Consider one such confusing memory, when his emotionally distant father takes Springsteen to the mansion on the hill.

Hey, he says later. I should write a song called Mansion on the Hill.

It's revelations like these that Springsteen and writer/director Scott Cooper feel it's their responsibility to portray the greatest responsibility. Factual, if irrelevant, questions of order that the people in the room can offer in lieu of understanding.

A strangely persistent and repeated remark recorded by Springsteen on tape Nebraska didn't care. Chill…? Or that the album was inspired by the work of Terrence Malick. Badlands – itself inspired by the insane and ne'er-do-well murderer Charles Starkweather.

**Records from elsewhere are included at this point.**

PR #1555, opened 2026-02-17
Add total uptime and hashes

### LINKED ISSUE #1551: Store total uptime and total hashes
Updating a counter every second will wear the NVS out. However, assuming a 24kb NVS partition:

Image

once a minute should be doable actually.

As for the total work, we could use `log2_work`:

> It is the 2-logarithm of the expected number of block header hash attempts were necessary the build the chain up to that point.

mutatrum:
Measures total device uptime, as well as total hashes and calculated log2 work. Values are once an hour persisted to NVS, and stored in `noinit` fields, so they are preserved over soft reboots. Only on a power cycle, some data will be lost.

image

image

Note: pressing the reset button is a power-on boot.


0xf0xx0:
related, mayb we should stick the total work in the misc card from #1687?

mutatrum:
> related, mayb we should stick the total work in the misc card from #1687?

Done.

WantClue (approved):
ACK

PR #1575, opened 2026-02-23
Add m45core pool quick link

Distortions81:
Updates quicklink matching to be safer (case-insensitive + exact or suffix host matching) and adds m45core.com quicklink, including subdomains and sub-sub domains. I reverted changes and that automatically closed the PR it seems. I hate github.

### DIFF
--- a/main/http_server/axe-os/src/app/services/quicklink.service.ts
+++ b/main/http_server/axe-os/src/app/services/quicklink.service.ts
@@ -34,7 +34,7 @@ export class QuicklinkService {
       { search: 'parasite.wtf', url: `https://parasite.space/user/${user}` },
       { regex: /^(eu|au)?solo[46]?.ckpool\.org/, url: `https://$1solostats.ckpool.org/users/${user}` },
       { search: 'atlaspool.io', url: `https://atlaspool.io/dashboard.html?wallet=${user}` },
-      { regex: /^((?:[a-z0-9-]+\.)*)m45core\.com$/, url: `https://$1m45core.com/user/${user}` },
+      { regex: /^(eu\.|tinyminer\.)?m45core\.com$/, url: `https://$1m45core.com/user/${user}` },
     ];
 
     const normalizedStratumURL = stratumURL.toLowerCase();


main/http_server/axe-os/src/app/services/quicklink.service.ts
```diff
@@ -33,14 +34,18 @@ export class QuicklinkService {
       { search: 'parasite.wtf', url: `https://parasite.space/user/${user}` },
       { regex: /^(eu|au)?solo[46]?.ckpool\.org/, url: `https://$1solostats.ckpool.org/users/${user}` },
       { search: 'atlaspool.io', url: `https://atlaspool.io/dashboard.html?wallet=${user}` },
+      { regex: /^((?:[a-z0-9-]+\.)*)m45core\.com$/, url: `https://$1m45core.com/user/${user}` },
```
mutatrum: https://github.com/bitaxeorg/ESP-Miner/pull/1567#discussion_r2836695449

main/http_server/axe-os/src/app/services/quicklink.service.ts
```diff
@@ -33,14 +34,18 @@ export class QuicklinkService {
...
     ];
 
+    const normalizedStratumURL = stratumURL.toLowerCase();
+
     for (const pool of pools) {
-      if ('search' in pool && stratumURL.includes(pool.search)) {
+      if ('search' in pool
+        && (normalizedStratumURL === pool.search || normalizedStratumURL.endsWith(`.${pool.search}`))) {
```
mutatrum, line 44: Why change this from includes to endsWith? That'll break the search entries.

Distortions81: Example: public-pool.io.atlaspool.io would send user to public-pool.io

Distortions81: Mismatches like parasite.wtf.com would also be possible with `search`

Distortions81: image

The matching still works, unless the actual domain and TLD not matching are desired behavior.

mutatrum: Ah, it verifies on URL, not the complete string. That makes sense, missed that.

mutatrum:
> Updates quicklink matching to be safer (case-insensitive + exact or suffix host matching) and adds m45core.com quicklink, including subdomains and sub-sub domains. I reverted changes and that automatically closed the PR it seems. I hate github.

I think you can keep committing to the branch you created, GitHub will pick it up. Didn't know it closed the PR if you revert everything, but then I would think you can just re-open it if you added changes again. In case it happens again :-)

main/http_server/axe-os/src/app/services/quicklink.service.ts
```diff
@@ -20,6 +20,7 @@ export class QuicklinkService {
   public getQuickLink(stratumURL: string, stratumUser: string): string | undefined {
     const user = stratumUser.split('.')[0];
 
+    // Match entries against a lowercased stratum URL.
```
WantClue, line 23: comment not needed there

PR #1588, opened 2026-03-02
Show BIP-110 signal in Block Header

mutatrum:
image


components/stratum/coinbase_decoder.c
```diff
@@ -153,6 +153,9 @@ esp_err_t coinbase_process_notification(const mining_notify *notification,
     result->user_value_satoshis = 0;
     result->decoding_enabled = decode_outputs;
 
+    // Detect BIP-110 signaling: check if bit 4 (0x00000010) is set in version
+    result->bip110_signaling = (notification->version & 0x00000010) != 0;
```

How and whether these things relate to Sprinsteen's reserved face is more or less a matter of shrug. Because without the courage to make your own statements, Deliver me out of nowhere he has the same disease as Dwayne Johnson Destruction machine.

The downside of authoritative biographies—the inexplicable golden hen of publishing—is that they continually deceive readers into believing they are getting more of the story, rather than a blinkered version of it. There simply aren't enough troubling but necessary character flaws for the subject to either dramatically triumph or destroy.

They may be missing here since this is a carefully curated image of the item on the subject: “If you want my seal of approval, this is how I want my fans to see me; let's leave the uncomfortable things behind this curtain, shall we?”

But this is most likely due to the simple fact that there are no biopics. Being a celebrity doesn't automatically make you a functional and interesting fulcrum for the story.

While “Bruce Trumps” will likely hit theaters in droves, the fact that Springsteen is a talented entertainer who suffers from depression and is an all-around good guy isn't enough to make a “Bruce Trumps” movie turn out in droves. Deliver me out of nowhere interesting film.

That is, at least if you want a movie and not an authorized biography.